The Lesser Antillean euphonia is about 10 to 12 cm long and weighs about 13 to 16 g. The sexes have the same plumage. Adults have a yellow forehead that is separated from the forecrown by a narrow black strip. Their crown and nape are sky blue that extends forward from the latter under the ear coverts. The rest of their head is black. Their upperparts and tail are dark olive green with a yellow wash on the lower back. Their flight feathers are dark olive green with white inner edges. Their underparts are olive-yellow that is darker on the breast than elsewhere. They have a dark brown or grayish brown iris, a black maxilla, a grayish blue mandible with a black tip, and dark gray to black legs and feet with yellow soles.

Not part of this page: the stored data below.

PR #11063, opened 2025-01-29
add provides-extras to lockfile

### LINKED ISSUE #10953: Add `provides-extra` to the lockfile
### Summary

We write `requires-dist`, but not `provides-extra`, so it's not possible to determine the set of valid extras (since an extra could be empty, in which case, it wouldn't appear in `requires-dist`).

Gankra:
Fixes #10953

### DIFF
--- a/crates/uv-resolver/src/lock/mod.rs
+++ b/crates/uv-resolver/src/lock/mod.rs
@@ -2413,6 +2413,23 @@ impl Package {
         {
             let mut metadata_table = Table::new();
 
+            if !self.metadata.provides_extras.is_empty() {
+                let provides_extras = self
+                    .metadata
+                    .provides_extras
+                    .iter()
+                    .map(|extra| {
+                        serde::Serialize::serialize(
+                            &extra,
+                            toml_edit::ser::ValueSerializer::new(),
+                        )
+                    })
+                    .collect::<Result<Vec<_>, _>>()?;
+                // This is just a list of names, so linebreaking it is excessive
+                let provides_extras = Array::from_iter(provides_extras);
+                metadata_table.insert("provides-extras", value(provides_extras));
+            }
+
             if !self.metadata.requires_dist.is_empty() {
                 let requires_dist = self
                     .metadata
--- a/crates/uv-resolver/src/lock/mod.rs
+++ b/crates/uv-resolver/src/lock/mod.rs
@@ -1791,14 +1791,16 @@ impl Package {
                 .map_err(LockErrorKind::RequirementRelativePath)?
         };
         let provides_extras = if id.source.is_immutable() {
-            Vec::new()
+            None
         } else {
-            annotated_dist
-                .metadata
-                .as_ref()
-                .expect("metadata is present")
-                .provides_extras
-                .clone()
+            Some(
+                annotated_dist
+                    .metadata
+                    .as_ref()
+                    .expect("metadata is present")
+                    .provides_extras
+                    .clone(),
+            )
         };
         let dependency_groups = if id.source.is_immutable() {
             BTreeMap::default()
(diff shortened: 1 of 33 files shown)


Gankra:
I still need to add a snapshot test where this is non-empty.

crates/uv-resolver/src/lock/mod.rs
```diff
@@ -1786,6 +1786,16 @@ impl Package {
                 .collect::<Result<_, _>>()
                 .map_err(LockErrorKind::RequirementRelativePath)?
         };
+        let provides_extras = if id.source.is_immutable() {
+            Vec::new()
```
charliermarsh, line 1790: Something we need to consider: if we want to start using this to _enforce_ that a given extra exists (at install time, by reading from the lockfile), we won't be able to tell the difference between "empty" and "absent". So we either need to _not_ do that, or bump the lockfile version so we can tell the difference, or write these even when empty.

crates/uv-resolver/src/lock/mod.rs
```diff
@@ -1786,6 +1786,16 @@ impl Package {
...
+        } else {
+            annotated_dist
+                .metadata
+                .as_ref()
+                .expect("metadata is present")
+                .provides_extras
+                .clone()
+        };
```
charliermarsh, line 1798: I think you need to change `to_toml` to write these out. The impl is manual.

crates/uv-resolver/src/lock/mod.rs
charliermarsh: I'm not sure. @zanieb, do you have an opinion? Bumping the lockfile version means that older uv versions will reject newer lockfiles (but we can still read older lockfiles in newer uv versions).

Gankra: In addition to always writing this we'd also need to make this like... an `Option<Vec<ExtraName>>` to distinguish whether we found it in the lockfile, right?

charliermarsh: Yeah that’s right

Gankra: Added the commit, I'm not sure we're gonna love how effectively `[package.metadata]` is no longer ever empty-and-therefore-omitable.

charliermarsh: I was thinking that we'd continue to omit it for immutable sources, is that doable? It should massively reduce the diff.

Gankra: It did remove a lot of them, yeah. (updated the commit)

zanieb: Generally in favor of less breaking lockfile changes :) it's decent timing with 0.6 coming up, but from what I understand this doesn't justify the churn?

Gankra: It's just to enable more validation on cli arguments, yeah. Not really worth a break.

charliermarsh: Yeah I don't think we should bump for it. I do wonder if we should treat `requires-dist` the same way, though: always write it, even if empty?

I think users will likely be annoyed that the lockfile is churning more (even without a bump) in that you're now getting different results if you lock with a later version (even though it should be backwards-compatible), but I don't know how we avoid that.

Gankra:
> CI / check system | python3.13 on windows x86-64 (pull_request) 

this task is extremely haunted on this PR and I wish I had any reason to think this PR breaks it...

Gankra:
> Error: Cache folder path is retrieved for pip but doesn't exist on disk: c:\users\runneradmin\appdata\local\pip\cache. This likely indicates that there are no dependencies to cache. Consider removing the cache step if it is not needed.

god worst reason to die too

charliermarsh (approved):

charliermarsh:
> god worst reason to die too

I think @zanieb fixed this on `main` so this branch might just be behind.

PR #11072, opened 2025-01-29
Update `uv python install --reinstall` to reinstall all previous versions

zanieb:
Since we're shipping substantive updates to Python versions frequently, I want to lower the bar for reinstalling with the latest distributions.

There's a follow-up task that's documented in a test case at https://github.com/astral-sh/uv/pull/11072/files#diff-f499c776e1d8cc5e55d7620786e32e8732b675abd98e246c0971130f5de9ed50R157-R158

### DIFF
--- a/crates/uv/src/commands/python/install.rs
+++ b/crates/uv/src/commands/python/install.rs
@@ -1,3 +1,4 @@
+use std::borrow::Cow;
 use std::fmt::Write;
 use std::io::ErrorKind;
 use std::path::{Path, PathBuf};
@@ -164,7 +165,12 @@ pub(crate) async fn install(
         .unwrap_or_else(|| {
             // If no version file is found and no requests were made
             is_default_install = true;
-            vec![PythonRequest::Default]
+            vec![if reinstall {
+                // On bare `--reinstall`, reinstall all Python versions
+                PythonRequest::Any
+            } else {
+                PythonRequest::Default
+            }]
         })
         .into_iter()
         .map(InstallRequest::new)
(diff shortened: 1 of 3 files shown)


crates/uv/src/commands/python/install.rs
```diff
@@ -193,35 +199,76 @@ pub(crate) async fn install(
...
+                            debug!("Will reinstall `{}`", installation.key().green());
+                            unsatisfied.push(Cow::Owned(request));
+                        }
+                        Err(err) => {
+                            // This shouldn't really happen, but maybe a new version of uv dropped
+                            // support for a key we previously supported
+                            warn_user!(
+                                    "Failed to create reinstall request for existing installation `{}`: {err}",
+                                    installation.key().green()
+                                );
```
charliermarsh, line 233: The indentation is off here.

crates/uv/src/commands/python/install.rs
```diff
@@ -193,35 +199,76 @@ pub(crate) async fn install(
...
+                        }
+                    }
+                } else {
+                    // TODO(zanieb): This isn't really right! But we need `--upgrade` or similar
+                    // to handle this case correctly without causing a breaking change.
```
charliermarsh, line 238: Wait, what is this case?

zanieb: It's the one in this test case https://github.com/astral-sh/uv/pull/11072/files#diff-f499c776e1d8cc5e55d7620786e32e8732b675abd98e246c0971130f5de9ed50R157-R158

zanieb: We tell people to upgrade to the latest patch with `uv python install 3.13 --reinstall` so we can't change that behavior yet. Ideally that would _not_ change your patch version and you'd use `uv python install 3.13 --upgrade` to do that instead.

charliermarsh (approved):

crates/uv/src/commands/python/install.rs
charliermarsh: Ok, so the `uv python install 3.13 --reinstall` behavior is unchanged, right? And we'll uninstall the existing `3.13`?

zanieb: Yep exactly. It's only if you do `uv python install any --reinstall` or `uv python install --reinstall` (and don't have a `.python-version` file) that this new behavior takes place.

zanieb: Yep exactly. It's only if you do `uv python install any --reinstall` or `uv python install --reinstall` (and don't have a `.python-version` file) that this new behavior takes place.

PR #11073, opened 2025-01-29
Fix typo in no-deps docs/comments/cli description

pocotiti:
## Summary
Fixes a recurring typo.

## Details
There's a typo appearing in a particular sentence...

> Ignore package dependencies, instead only add those packages explicitly listed on the command line to the resulting **the** requirements file.

... used in:
* `crates/uv-cli/src/lib.rs`
* `crates/uv-settings-src-settings.rs`
* `docs/reference/settings.md`
* `uv.schem.json`

Docs, comments and a CLI command description seem affected.

This PR fixes it.


zanieb (approved):
Thank you!

zanieb:
It looks like there's a difference between the generated pages and their sources, can you check on that? `cargo dev generate-all` will regenerate.

pocotiti:
> It looks like there's a difference between the generated pages and their sources, can you check on that? `cargo dev generate-all` will regenerate.

Regenerated the docs and there is one indeed. Mea culpa. Should be OK now.

Issue #11017, opened 2025-01-28
Unable to add packages from several private sources


diskream:
### Summary

I'm trying to add 2 packages from 2 private repositories. If I add only one package, everything works fine and installs correctly. When I add more than one repo I'm starting to receive HTTP 404 response from my private gitlab registry:

```
Resolved 50 packages in 7ms
0.730   × Failed to download 'ecosys-lib==0.5.14.9'
0.730   ├─▶ Failed to fetch:
0.730   │   'https://private_gitlab.com/api/v4/projects/252/packages/pypi/files/74ae10ad64863b835ee2574b1c6dd3c0be6ef6c25df457282569e81922669298/ecosys_lib-0.5.14.9-py3-none-any.whl'
0.730   ╰─▶ HTTP status client error (404 Not Found) for url
0.730       (https://private_gitlab.com/api/v4/projects/252/packages/pypi/files/74ae10ad64863b835ee2574b1c6dd3c0be6ef6c25df457282569e81922669298/ecosys_lib-0.5.14.9-py3-none-any.whl)
0.730   help: 'ecosys-lib' (v0.5.14.9) was included because 'excel-service'
0.730         (v0.1.0) depends on 'ecosys-lib'
```

When I enter the link, the package downloads instantly. But I logged in, so gitlab is not forcing me to authorize. 
I can't understand why is it happening, because both sources works individually 
My pyproject:

```
[project]
name = "excel-service"
version = "0.1.0"
description = "Add your description here"
readme = "README.md"
requires-python = ">=3.13"
dependencies = [
    "excel-lib>=0.2.0",
    "ecosys-lib>=0.5.14.9",
]

[[tool.uv.index]]
name = "ecosys-lib"
url = "https://token:{token_one}@private_gitlab.com/api/v4/projects/252/packages/pypi/simple"
explicit = true


[[tool.uv.index]]
name = "excel-lib"
url = "https://token:{token_two}@private_gitlab.com/api/v4/projects/422/packages/pypi/simple"
explicit = true


[tool.uv.sources]
ecosys-lib = { index = "ecosys-lib" }
excel-lib = { index = "excel-lib" }
```

### Platform

macOS 14 arm64

### Version

uv 0.5.24 (Homebrew 2025-01-23)

### Python version

Python 3.13

charliermarsh:
How are you providing the authentication? It's just hard-coded in your `pyproject.toml`?

romanzdk:
[...]

Issue #8565, opened 2024-10-25
Authentication reused in two named indexes from the same GitLab


hbeukers:
First, thank you for making uv, we are very happy with it.

Currently, we have a problem with the use of named indexes. 
The behavior showed up in the docker `ghcr.io/astral-sh/uv:0.4.26-python3.11-bookworm-slim` on GitLab for running the pipelines.

Our company has a GitLab with two different indexes from which we download packages.

Our project looks something like this:
```toml
[project]
name = "mypackage"
dependencies = [
    "firstpackage>=1.0.0",
    "secondpackage>=1.0.0",
]
requires-python = ">=3.11"

[tool.uv.sources]
firstpackage = { index = "firstindex" }
secondpackage = { index = "secondindex" }

[[tool.uv.index]]
name = "firstindex"
url = "https://gitlab.mycompany.com/api/v4/projects/2177/packages/pypi/simple"
explicit = true

[[tool.uv.index]]
name = "secondindex"
url = "https://gitlab.mycompany.com/api/v4/projects/6172/packages/pypi/simple"
explicit = true
```

Setting `UV_INDEX_FIRSTPACKAGE_PASSWORD` and `UV_INDEX_SECONDPACKAGE_PASSWORD` (and the usernames) gave the following error:

`Creating virtual environment at: .venv
error: Failed to download `secondpackage==1.0.0`
  Caused by: HTTP status client error (404 Not Found) for url (https://gitlab.company.com/api/v4/projects/6122/packages/pypi/files/d1f9d072c85428dc20d5813c9cecdcedd593284573474353487598f60d9804/secondpackage-1.0.0-py3-none-any.whl#sha256=d1f9d072c85428dc20d5813c4285782457837502540d4ac3b18033c8f60d9804)`

By playing around with the access tokens I found the following structure. We can make tokens specific for an index or general and valid for both.
The following token combinations give the following results
- first: specific, second: specific -> error
- first: general, second: specific -> works
- first: specific, second: general -> error
- first: general, second: general -> works
- first: general, second: no token set -> works

It also works if I remove firstpackage and just use a specific token for the secondpackage.

It seems that the authentication of the first index is also used for the second one. We can now solve it by using a token that is valid for both, but we would prefer to use tokens that are specific for each index. 

Is this something that is in line with how it was intended? 
Are there additional tests/outputs you would need to understand the behavior?

charliermarsh:
[...]

PR #11074, opened 2025-01-29
Propagate credentials for `<index>/simple` to `<index>/...` endpoints

zanieb:
Closes https://github.com/astral-sh/uv/issues/11017
Closes https://github.com/astral-sh/uv/issues/8565

Sort of an minimal implementation of https://github.com/astral-sh/uv/issues/4583

### DIFF
--- a/crates/uv-distribution-types/src/index.rs
+++ b/crates/uv-distribution-types/src/index.rs
@@ -150,9 +150,25 @@ impl Index {
         self.url
     }
 
-    /// Return the raw [`URL`] of the index.
+    /// Return the raw [`Url`] of the index.
     pub fn raw_url(&self) -> &Url {
         self.url.url()
+    }
+
+    /// Return the root [`Url`] of the index, if applicable.
+    ///
+    /// For indexes with a `/simple` endpoint, this is simply the URL with the final segment
+    /// removed. This is useful, e.g., for credential propagation to other endpoints on the index.
+    pub fn root_url(&self) -> Option<Url> {
+        let segments = self.raw_url().path_segments()?;
+        let last = segments.last()?;
+        if !last.eq_ignore_ascii_case("simple") {
+            return None;
+        }
+
+        let mut url = self.raw_url().clone();
+        url.path_segments_mut().ok()?.pop();
+        Some(url)
     }
 
     /// Retrieve the credentials for the index, either from the environment, or from the URL itself.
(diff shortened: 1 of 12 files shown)


crates/uv-distribution-types/src/index.rs
```diff
@@ -155,6 +155,21 @@ impl Index {
...
+        let segments = self.raw_url().path_segments()?;
+        let last = segments.last()?;
+        if !last.eq_ignore_ascii_case("simple") {
+            return None;
+        }
+
+        let mut url = self.raw_url().clone();
+        url.path_segments_mut().ok()?.pop().push("files");
+        Some(url)
+    }
```
zanieb, line 171: Alternatively, we could just push credentials for the URL with `/simple` stripped and that would cover all imaginable cases?

zanieb:
Needs a test case, but I want to make sure we're aligned this approach is reasonable.

crates/uv/src/commands/build_frontend.rs
```diff
@@ -496,7 +496,11 @@ async fn build_package(
     // Add all authenticated sources to the cache.
     for index in index_locations.allowed_indexes() {
         if let Some(credentials) = index.credentials() {
-            store_credentials(index.raw_url(), credentials);
+            let credentials = Arc::new(credentials);
+            uv_auth::store_credentials(index.raw_url(), credentials.clone());
+            if let Some(root_url) = index.root_url() {
+                uv_auth::store_credentials(&root_url, credentials.clone());
+            }
```
zanieb, line 503: We could omit `raw_url()` in favor of `root_url()` but I think this is "safer"

charliermarsh (approved):

jzazo:
Hi! It says at the beginning it's sort of minimal implementation for [#4583](https://github.com/astral-sh/uv/issues/4583). We have latest uv version and we can still not install packages with 401 authentication errors, problem being that package url's are queried. Should this PR fix that issue, or still unsolved? Thank you.

zanieb:
@jzazo Do you have a trailing `/` on your URL? https://github.com/astral-sh/uv/pull/11336

jzazo:
uv tries in a URL where there is a trailing `/`, ending in `simple/`.

zanieb:
If you remove the trailing `/` from your index URL config, it should work.

zanieb:
Though it doesn't really make sense that this would fix a request to `.../_packaging/MI/pypi/simple/poetry-core/` since it's not at `.../simple/../...` like `..../files/`.

It'd probably be better to just open an issue.. way easier to tell what's going on with all the details.

PR #11085, opened 2025-01-29
Allow `--exclude-newer` to be set at the test context level

charliermarsh:
## Summary

This is a lot simpler, since you don't need tor remember to set it on every command.


konstin (approved):

zanieb (approved):

charliermarsh:
I removed several `env_remove(EnvVars::UV_EXCLUDE_NEWER)` usages too, and replaced them with hard dates.

PR #11086, opened 2025-01-30
Use a mirror with upload timestamps for PyTorch

charliermarsh:
## Summary

This PR migrates all of our PyTorch tests to use our own mirror, which includes upload timestamps that we can use to enforce `--excludes-newer`, making the tests far more stable over time. (Today, if you checkout old versions of `uv`, many of the PyTorch tests will fail, since the index contents drift over time.)

Some snapshots changed in this PR (see, e.g., `universal_nested_overlapping_local_requirement`). The underlying reason is that I used the current timestamp when setting upload times in the PyTorch mirror, but those tests read from both the PyTorch `--find-links` index _and_ PyPI. I guess we don't omit `--find-links` entries based on `--excludes-newer`? That might be a bug. But I had to _increase_ the `--excludes-newer` to include the PyTorch mirror's `--find-links`, which meant pulling in some newer packages from PyPI too. This is fine: it's a one-time churn, and they'll be stable going forward.


zanieb (approved):

konstin (commented):
:100:

BurntSushi (commented):
w00t!

PR #11087, opened 2025-01-30
Remove missing host short-circuit from canonical URL construction

zanieb:
This was added in 93d606aba20c39149390a9191879e82194ea4e91 when `Url::set_password` (and username) were unwrapped but now we just ignore those errors (those functions require the URL to have a host).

==Distribution and habitat==

The Lesser Antillean euphonia is known from these islands in the Lesser Antilles: Barbuda, Antigua, Guadeloupe, Dominica, Martinique, St. Lucia, St. Vincent, and Grenada. It inhabits humid evergreen and deciduous forests and also drier scrubby areas. It especially favors areas heavy with mistletoe (Loranthaceae).

==Behavior==
===Movement===

The Lesser Antillean euphonia is generally considered to be a resident species. However, some movements in elevation and between islands have been suggested.

===Feeding===

The Lesser Antillean euphonia feeds on small fruits, almost entirely those of mistletoe. It includes smaller amounts of other fruits in its diet. It forages mostly in pairs and occasionally joins mixed-species feeding flocks.

===Breeding===

The Lesser Antillean euphonia's breeding season has not been defined but appears to include April and May on St. Lucia. Its nest is not known in detail but has been described as made from moss and rootlets lined with finer plant fibers. One nest had four eggs that were a slightly glossy white with mauve or reddish brown markings. The incubation period, time to fledging, and details of parental care are not known.

===Vocalization===

The Lesser Antillean euphonia's song is "a trilling, tinkling tuc-tuc-tuc..., punctuated with sharp whistles, often in long rambling discourse for up to 20 minutes with little or no pause". Its calls include "a plaintive whistle" often followed by "a soft tuk-tuk, ee-oo-tuk-tuk, or i-i-i-u-u-…..tuk, tuk".

==Status==

The IUCN has assessed the Lesser Antillean euphonia as being of Least Concern. It has a restricted range; its population size is not known and is believed to be decreasing. No immediate threats have been identified and it does not appear to be trapped for the pet trade. It is considered uncommon throughout its range. It occurs in a few national parks and similar protected areas.